# WHAT IS BEING ASKED:
Below are some records. Print exactly the lines between the one holding "Now the critical" and the one holding "choice of color.", inclusive, and nothing else.

# RECORDS FOR PROCESSING:
Issue #937, opened 2014-09-10
PolygonPatternSymbolizer metatile alignment


pnorman:
To use polygon pattern, the pattern either needs to fit into fit into a metatile an integer number of times with `polygon-pattern-alignment: global` or have `polygon-clip: false`, or artifacts at meta-tile boundaries will occur.

Without a fixed metatile size, this implies both pattern dimensions should be a multiple of two, and at most 256.

Because the defaults used to be `polygon-clip: false`, many of the icons do not meet this criteria. We need to check if there is more performance from `polygon-clip: false`, and if so, set that, otherwise, change the PNGs.

Some shell scripting (`./node_modules/.bin/carto -a 3.0.12 project.mml | grep PolygonPatternSymbolizer | sed 's| <PolygonPatternSymbolizer [^>]*file="\([^"]*\)".*/>|\1|' | sort -u | xargs pnginfo | grep -B1 'Image Width'`) lets us get the image sizes.

The following files are not powers of two

```
symbols/danger.png...
  Image Width: 30 Image Length: 30
symbols/grave_yard_jewish.png...
  Image Width: 18 Image Length: 18
```

pnorman:
Updated the list.

pnorman:
Updated, including a minor shell script change.

pnorman:
Updated

pnorman:
Updated, we're close

kocio-pl:
We have the last one which is still not power of two:

```
symbols/danger.png...
  Image Width: 30 Image Length: 30
--
```

but we have more above 256 px:

```
symbols/wetland_bog.png...
  Image Width: 512 Image Length: 512
--
symbols/wetland_mangrove.png...
  Image Width: 512 Image Length: 512
--
symbols/wetland_marsh.png...
  Image Width: 512 Image Length: 512
--
symbols/wetland_reed.png...
  Image Width: 512 Image Length: 512
--
symbols/wetland_swamp.png...
  Image Width: 512 Image Length: 512
```

Why would they be a problem?

pnorman:
> Why would they be a problem?

Because they won't align when rendering tile by tile

kocio-pl:
Should we recreate them all in 256 px then?

pnorman:
> Because they won't align when rendering tile by tile

They also won't align with some metatiling systems when taking into account buffer.

> Should we recreate them all in 256 px then?

Yes.

sommerluk:
[...]

Issue #822, opened 2014-08-03
Distinguish deciduous and coniferous forests


math1985:
At the moment, we don't distinguish deciduous and coniferous forests. Distinguishing them in rendering might improve the map.

See https://trac.openstreetmap.org/ticket/1526.

matkoniecz:
see https://github.com/gravitystorm/openstreetmap-carto/pull/1242#issuecomment-126958042 for ideas and partial implementation how this data may be displayed

BushmanK:
I made several sample patterns using current pattern used for natural=wood.

leaf_type=needleleaved no leaf_cycle
![needleleaved](https://habrastorage.org/files/bc6/fba/7c5/bc6fba7c5bcf4f1eb684c4cafc103ddf.png)

leaf_type=broadleaved no leaf_cycle
![broadleaved](https://habrastorage.org/files/4a9/241/392/4a9241392ed14f18bb947cb831f8b57c.png)

leaf_type=broadleaved leaf_cycle=deciduous
![broadleaved deciduous](https://habrastorage.org/files/6e4/2aa/918/6e42aa918bed495fb2eac710cd720a0b.png)

For leaf_cycle=evergreen, leaf_cycle=semi_evergreen,  leaf_cycle=semi_deciduous I suggest using pattern with fully filled tree outlines, but any other ideas are welcome, for sure.

So, basically, for unknown life cycle outline should be empty; for trees, looking differently through the year - half-filled, for trees, not changing or barely changing its appearance - fully filled.

While not all needle-leaved plants have similar conic shape as fir or cypress (mature pine, for example), in majority of cases, this shape is associated with them pretty well. So, I believe, using conic and rounded canopy outline is legitimate way to show broadleaved and needleleaved trees.

Actually, I have no  idea how to show leafless plants - hard to imagine unified symbol for them, they are too different.

d1g:
> It doesn't sound like the tagging is fully settled out. Worth noting: we have wood in the database, but not leaftype.

Things changed since 2014, probably it's time to review (now 420K leaf_cycle objects vs 366K instances of the deprecated wood)

http://taginfo.openstreetmap.org/compare/wood/leaf_cycle

HolgerJeromin:
We are waiting here for #1504

kocio-pl:
[...]

Issue #647, opened 2014-06-18
natural=wood and landuse=forest should render using the same style


matkoniecz:
Is it intentional that there is a significant difference between natural=wood and landuse=forest?

See http://www.openstreetmap.org/?mlat=50.07725&mlon=19.88101#map=19/50.07725/19.88101

I would suggest to render natural=wood using exactly the same rules as landuse=forest

![przechwytywanie](https://cloud.githubusercontent.com/assets/899988/3320585/3956d46a-f72c-11e3-886c-e49f1ec99ccd.PNG)

Top left - natural, bottom right - landuse.

PR #1210, opened 2015-01-08
Add transparency to halo placename labels

math1985:
This looks prettier, and without compromising legibility as far as I see.

PR #1242, opened 2015-01-19
Use a random symbology for forests

### LINKED ISSUE #938: Randomized symbology for forests
See towards the end of http://sk53-osm.blogspot.com/2014/09/woodland-cartography.html by @sk53 as a reference. We may want to consider this for other features, but forests are a good start.

There are a few ways to do this

## Use a large texture
See https://github.com/gravitystorm/openstreetmap-carto/issues/937#issuecomment-55294102 and @imagico's example of 
Randomly placed trees

There is no particular reason why the texture must be 256x256. The constraint is that any sub-square in the top-left of a potential metatile size forms a valid repeating pattern (i.e. the edges align). In production we use a 2048x2048 metatile, which is certainly big enough to appear random, as not all of it will appear on most screens at once.

Advantages
* Minimal style changes
* No SQL changes

Disadvantages
* Detectable repetitions for small meta-tile sizes.
* Image needs to be designed carefully so any sub-square in a MT size meets tiling criteria

## Generate point locations in SQL
We could plot tree icons on top of a solid green fill by generating points in SQL.

It is possible to generate a grid in SQL, and then offset each point based on some criteria that isn't visually obvious (e.g. md5 of location)

The SQL to generate a 16 pixel grid is approximately

```sql
SELECT 
    ST_SetSRID(
      ST_Point(x+floor(st_xmin(!bbox!)/(!pixel_width!*16))*!pixel_width!*16,
      ST_Point(y+floor(st_ymin(!bbox!)/(!pixel_height!*16))*!pixel_height!*16),900913) 
  FROM 
    generate_series(0,ceil((st_xmax(!bbox!)-st_xmin(!bbox!))/!pixel_width!,16) AS hor(x), 
    generate_series(0,ceil((st_ymax(!bbox!)-st_ymin(!bbox!))/!pixel_height!,16)  AS ver(y);
```

Advantages
* Never repeats
* With ``ST_Buffer(way, -sqrt(!pixel_width!*!pixel_height!)*N) AS way`` you can avoid placing an icon where it gets cut off at an edge

Disadvantages
* Adds another layer
* More complicated SQL

Mixed
* Different styling. The trees will essentially be overlays

pnorman:
This adds a random symbology for forests, lightens forests, and unifies natural=wood and landuse=forest rendering.

The colours for `landuse=forest` and `natural=wood` have been unified and slightly lightened.

[z10](http://www.openstreetmap.org/#map=10/49.2902/-122.3245)
image

At higher zooms, a randomized symbology has been added, designed to not imply a particular type of forest.

[z15](http://www.openstreetmap.org/#map=15/49.2138/-122.9021)
image

[z16](http://www.openstreetmap.org/#map=16/49.2363/-122.8884)
image

As the new symbols are an overlay, they show even if there is another landcover within the forest.
[z15](http://www.openstreetmap.org/#map=15/49.2807/-122.9366)
image

They are a repeating 512x512 pattern, which is hopefully large enough that the repeating nature of the pattern can't be seen.

[z16, original not shown](http://www.openstreetmap.org/#map=16/49.2570/-122.8242)
image

With woods and forests no longer being primarily one colour, the name text and halo was reworked

[z17](http://www.openstreetmap.org/#map=17/49.25220/-122.81239)
image

Unfortunately I was unable to find a tree symbol that does not imply something about the type of tree, but this does open up the door to using different symbols for different types of forests (#822)

`landuse=forest` and `natural=wood` now render the same. For some mappers there was a difference between what they meant - unfortunately the difference varied among mappers, making the two different tags effectively the same globally (https://github.com/gravitystorm/openstreetmap-carto/issues/647#issuecomment-52816195) and the distinction between them useless. This was also not captured in the existing cartography.

Fixes #938
Fixes forest part of #937
Closes pnorman#6

Thanks to @SK53 for symbol selection and @imagico for the point generation tool.


pnorman:
Some more examples

[streams](http://www.openstreetmap.org/#map=15/49.3430/-122.7430)
image

[lower-zoom footways](http://www.openstreetmap.org/#map=14/49.1745/-122.8229)
image

[narrow woods and military/wood combo](http://www.openstreetmap.org/#map=14/49.1595/-123.1026)
image

HolgerJeromin:
IMO the "icons" are to turbulent if there are large areas shown.

pnorman:
> IMO the "icons" are to turbulent if there are large areas shown. Probably because it is sharper than the old version.

How would you suggest improving it?

kocio-pl:
New icons are too visible for me - comparing to the old ones it is bigger and consists of pair of symbols. I would make it the same size as before and use only one symbol instead of a pair (512x512 box gives us a comfort of using both symbols semi-randomly, we don't have to squeeze them all in every point).

> As the new symbols are an overlay, they show even if there is another landcover within the forest.

Is there a way to avoid it or we're bound to it by the nature of the overlays? 

I think that for example glades/clearings should be clean. It is easy to recognize them as part of the forest just because they are completely surrounded by it.

Also some residential areas can be placed inside the forest/woods, but if we need to show the trees there, we should just extend the forest area to cover it.

EdLoach:
I might have misunderstood the comment above, but glades/clearings where there aren't trees will be holes in the existing multipolygon (or need fixing). Similarly for residential areas inside such areas.

kocio-pl:
Maybe I got it wrong - the icons will be visible only if the other landuse is NOT an inner relation element (forest being the outer one)? I would support it then, since sometimes included landuse is so full of trees, that you can't really say the forest stops on the edge of it, yet it is useful to see this landuse being there.

imagico:
First of all the color seems an improvement from the examples shown and unifying it with forest seems a good idea as well.

Now the critical remarks:

* Color needs to be tested against other vegetation landcovers, in particular scrub.  Also how does it look together with trunk roads?
* Contrast between wood and water still seems suboptimal - maybe considering the radical idea of darkening the water color would be an option.
* The pattern appers somewhat strong in many cases which could be both due to the symbols, their relatively large size and the choice of color.
* I do not really like the paired rendering of tree types since it introduced a regular arrangement into an otherwise irregular pattern. It would be better to randomly vary the symbols i think.  jsdotpattern already supports this.  You can specify an array of strings instead of a single SVG string in [https://github.com/imagico/jsdotpattern/blob/master/symbols.js](symbols.js) to use this.  I included your symbols and a variant with a triangle tree symbol (see next point) in the deployed version.  Note the automatic offset calculation is still broken as you noticed.
* A triangle shaped rendering of the conifer tree might be a better fit than the branched version used right now.
* How about using a regular pattern as before instead of the irregular one to indicate landuse=forest in contrast to natural=wood.

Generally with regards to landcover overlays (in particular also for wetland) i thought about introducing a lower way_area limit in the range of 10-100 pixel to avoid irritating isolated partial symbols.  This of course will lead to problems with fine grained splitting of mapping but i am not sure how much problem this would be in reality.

# RESULT:
Now the critical remarks:

* Color needs to be tested against other vegetation landcovers, in particular scrub.  Also how does it look together with trunk roads?
* Contrast between wood and water still seems suboptimal - maybe considering the radical idea of darkening the water color would be an option.
* The pattern appers somewhat strong in many cases which could be both due to the symbols, their relatively large size and the choice of color.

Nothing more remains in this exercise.